● **WHAT NEEDS TO BE DONE**: Output only the lines from the one holding "Makes the host" to the end of the data below, please, copied exactly.

^^^^

PR #1000, opened 2026-07-10
feat(guardian): host CC auth-health signal + setup-token fallback sync

WingedGuardian:
## What

Makes the host Guardian's `claude -p` recovery brain survive a dead `claude login` without manual host access — insurance against the silent-brain-death class (the login has no refresh; today, if it dies the brain silently goes dark, discovered only mid-incident).

Two mechanisms:

1. **Auth-health signal.** The gateway `version` verb additively reports `cc_logged_in` (a 1h-cached `claude auth status` probe), `cc_token_present`, and `cc_token_age_days`. A container-side reconciler (`GuardianWatchdog._check_cc_auth`) alerts over Telegram when the login is dead with no usable fallback (3-tick threshold) and warns ~30 days before a synced fallback token expires. Only booleans + an age ever cross the wire — never the token or account identity.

^^^^

● **ANSWER SECTION**:
Makes the host Guardian's `claude -p` recovery brain survive a dead `claude login` without manual host access — insurance against the silent-brain-death class (the login has no refresh; today, if it dies the brain silently goes dark, discovered only mid-incident).

Two mechanisms:

1. **Auth-health signal.** The gateway `version` verb additively reports `cc_logged_in` (a 1h-cached `claude auth status` probe), `cc_token_present`, and `cc_token_age_days`. A container-side reconciler (`GuardianWatchdog._check_cc_auth`) alerts over Telegram when the login is dead with no usable fallback (3-tick threshold) and warns ~30 days before a synced fallback token expires. Only booleans + an age ever cross the wire — never the token or account identity.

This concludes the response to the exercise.